Алиса, покраснев, слегка выпрямилась на сиденье и, прежде чем ответить, на несколько секунд задумалась.
– Тому есть несколько причин. Во-первых, мой отец был вдовцом, я на протяжении многих лет видела, как он страдает из-за смерти моей матери, а потому я не решилась выйти замуж и тем самым оставить его совсем одного.
– Ваш отец был уже зрелым человеком и наверняка нашел бы силы жить в одиночестве, если бы его единственная дочь вышла замуж. Все родители хотят, чтобы их дети были счастливыми.
– Но у меня есть и другая причина, Линкольн.
– Пожалуйста, называйте меня Джордж.
– Хорошо, Джордж. Вторая причина – очень простая. Я родилась на Кубе, а потому для мадридского общества я чужачка. Ни одни уважающие себя родители не позволят своему сыну жениться на кубинке.
– Это нелепость, вы ведь испанка независимо от того, где родились.
– Для многих жителей Испании родиться или жить за ее пределами – это все равно, что быть иностранцем.
– Мне это понять трудно: я ведь родился в стране иммигрантов.
– В вашей стране тоже существует определенная дискриминация. Геркулес мне много рассказывал о жизни в Соединенных Штатах.
– Это верно, однако в очень многих регионах США о человеке судят только по тому, что он собой представляет и какая от него может быть польза. Где и в какой семье он родился – не имеет значения.
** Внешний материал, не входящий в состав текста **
PR #1274, opened 2025-09-26
Add icon for Unitarian Universalist places of worship

### LINKED ISSUE #1273: Unitarian Universalist is not rendered as a place of worship
UU churches are pretty common in New England, and I was surprised to find them missing.    (OSM correctly tags them as a religion, not a Christian denomination.)

It might be nice to have a catchall for place_of_worship not otherwise specified, as a church icon (w/o a cross on top of course).  But so far, adding UU would resolve all problems I have noticed (which is 3 out of 3 UU churches not rendered).

AntiCompositeNumber:
Fixes #1273

image
image


ZeLonewolf:
Thanks for working on this! Ideally, the icon should be aligned to the 1x/2x pixel grid where possible. The base square at least should align to 1x rather than on the half pixel like it is now.  (this graphic is from the checks tab for icon changes). It's possible that the existing icons may be misaligned also -- the grid alignment graphic was a relatively recent addition.

image

quincylvania:
Thanks for working on this! I'm a little worried this looks too similar to the cross at display size? Maybe the chalice part could be cut into the square somehow and the flame could be more prominent. The actual shape of the chalice isn't uniform for UU churches.

AntiCompositeNumber:
> Thanks for working on this! I'm a little worried this looks too similar to the cross at display size? Maybe the chalice part could be cut into the square somehow and the flame could be more prominent. The actual shape of the chalice isn't uniform for UU churches.

Yeah, it's definitely not ideal at this scale. I did try moving the bowl all the way down to the building box, but it looks weird to me.
image
I think it's also less readily identifiable as a flaming chalice.[^1]

I moved the bowl down a pixel and increased the width of the flame some. This version is more distinguishable from the cross, at least.
image
image


[^1]: While UU chalices can take pretty much any shape, the traditional symbol is a bowl with a stem. More modern logos for UU congregations and related organizations often omit the stem (and sometimes even the bowl entirely), but the traditional symbol is still in common use, especially on signs & flags marking congregations. There is, as one would expect, no consistency with how these various symbols are used, and there is no particular symbolic meaning attached to the stem.

quincylvania (approved):
Revised icon looks good to me!

wmisener:
Looks great, thanks for working on this!

Screenshot 2025-09-27 at 5 25 10 PM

Геркулес подошел к двери купе с купленной в вагоне-ресторане едой, но, увидев, что Линкольн и Алиса о чем-то оживленно разговаривают, решил вернуться в коридор и немного подождать. Еще несколько дней назад он заметил, что эти двое то и дело украдкой друг на друга поглядывают, ищут всякие поводы для того, чтобы остаться наедине и поговорить. Линкольн был хорошим человеком и, более того, самым лучшим из тех, кто мог встретиться на жизненном пути такой женщины, как Алиса, – то есть женщины с либеральными взглядами, желающей, чтобы о ней судили как о личности. Геркулес осознавал, что в испанском обществе существует много ограничений, однако он уже давным-давно крайне негативно относился к подобным пережиткам и условностям. Он считал, что любовь может пойти по любому пути и преодолеть на этом пути любые препятствия.
Сараево, 27 июня 1914 года
В гостиницу на одной из центральных улиц города вошли трое молодых людей с небольшим багажом в руках и остановились у стойки дежурного администратора. Эти трое были похожи на молоденьких студентов, которые едут на каникулы домой, но решили остановиться по дороге на ночь в этом городе. Неделько Чабринович, Трифко Грабеж и Гаврило Принцип показали дежурному администратору свои поддельные паспорта, и тот, ничего не заподозрив, дал им ключи от забронированного гостиничного номера. Хозяин гостиницы – некто Спалайкович, приходившийся дядей послу Сербии в России, выделил им именно этот номер: отсюда можно было наблюдать за главной улицей города (в том числе и за тем ее участком, по которому предстояло проехать эрцгерцогу со свитой). Юноши поднялись в номер, сняли пиджаки и присели: двое – на кровати, а третий – на единственный в этой комнате стул.
– Я что-то нервничаю. А вы выглядите уж слишком спокойными, – сказал Чабринович.
Его товарищи переглянулись, затем Грабеж поднялся с кровати и задернул шторы.
– Тогда заставь себя успокоиться. Мы не можем совершать даже малейших ошибок: ты ведь знаешь, как за них карает Димитриевич. Дороги назад уже нет.